# Task to carry out
In the data that follows, count each line holding the string "working"; answer with the number only.

# Records for processing
========

PR #2929, opened 2021-01-19
add pricePaid to artworks

bhoggard:
Jira ticket: https://artsyproduct.atlassian.net/browse/CX-945

This is my first time using the `Money` type, so I need help figuring out why `display` isn't working.

Related Gravity PR: https://github.com/artsy/gravity/pull/13766

### DIFF
--- a/src/schema/v2/artwork/index.ts
+++ b/src/schema/v2/artwork/index.ts
@@ -48,7 +48,7 @@ import ArtworkMedium from "schema/v2/artwork/artworkMedium"
 // Mapping of category ids to MediumType values
 import artworkMediums from "lib/artworkMediums"
 import { LotStandingType } from "../me/lot_standing"
-import { amount, symbolFromCurrencyCode } from "schema/v2/fields/money"
+import { amount, Money, symbolFromCurrencyCode } from "schema/v2/fields/money"
 import { capitalizeFirstCharacter } from "lib/helpers"
 import { ResolverContext } from "types/graphql"
 import { listPrice } from "schema/v2/fields/listPrice"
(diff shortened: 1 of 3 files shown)


src/schema/v2/artwork/index.ts
```diff
@@ -731,6 +731,17 @@ export const ArtworkType = new GraphQLObjectType<any, ResolverContext>({
...
         },
       },
+      pricePaid: {
+        type: Money,
+        description:
+          "The price paid for the artwork in a user's 'my collection'",
+        resolve: (artwork) => {
+          return {
+            cents: artwork.price_paid_cents,
+            currency: artwork.price_paid_currency || "USD",
```
bhoggard, line 741: I'm not sure the `||` part is needed here. If we fix the `display` problem, it may not be needed.

pepopowitz:
What do you mean when you say "display is not working"? Is it coming back empty? 

I can't spot anything immediately that looks problematic. I'm happy to pair on this tomorrow to debug it, though.

bhoggard:
It's nil. Yes, let's pair tomorrow.

zephraph:
Hey @bhoggard, so here's the issue: 

https://github.com/artsy/metaphysics/blob/d28cf3fed4a0e0f8972c32e74f3233fa272ee97f/src/schema/v2/fields/money.ts#L154+L157

The money type doesn't actually provide a resolver for `display`. Given that display isn't returned here there's nothing to return. Now _why_ there's no resolver is a good question. Given how it's defined if you don't manually pass a display value then it will be nil. 

cc @starsirius, any idea why we don't have a mechanism to build up the currency display? 

Here's one usage that uses a helper to help build that out: https://github.com/artsy/metaphysics/blob/d28cf3fed4a0e0f8972c32e74f3233fa272ee97f/src/lib/stitching/causality/stitching.ts#L19

In another place we have it manually defined: https://github.com/artsy/metaphysics/blob/d28cf3fed4a0e0f8972c32e74f3233fa272ee97f/src/schema/v2/auction_result.ts#L156-L191

starsirius:
Looking at the [initial PR](https://github.com/artsy/metaphysics/pull/2015/files#r338195024), I think it's... not yet implemented. 😅  Maybe it's time we add a default display resolver?

ds300:
since `display` is not used yet, I wonder whether we should use the `amount` helper to define it: https://github.com/artsy/metaphysics/blob/9562c6309f06a161aac8e353424b2cd1a4490835/src/schema/v2/fields/money.ts#L28 since this would give us parameters for formatting in different locales.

========

# Completed task
2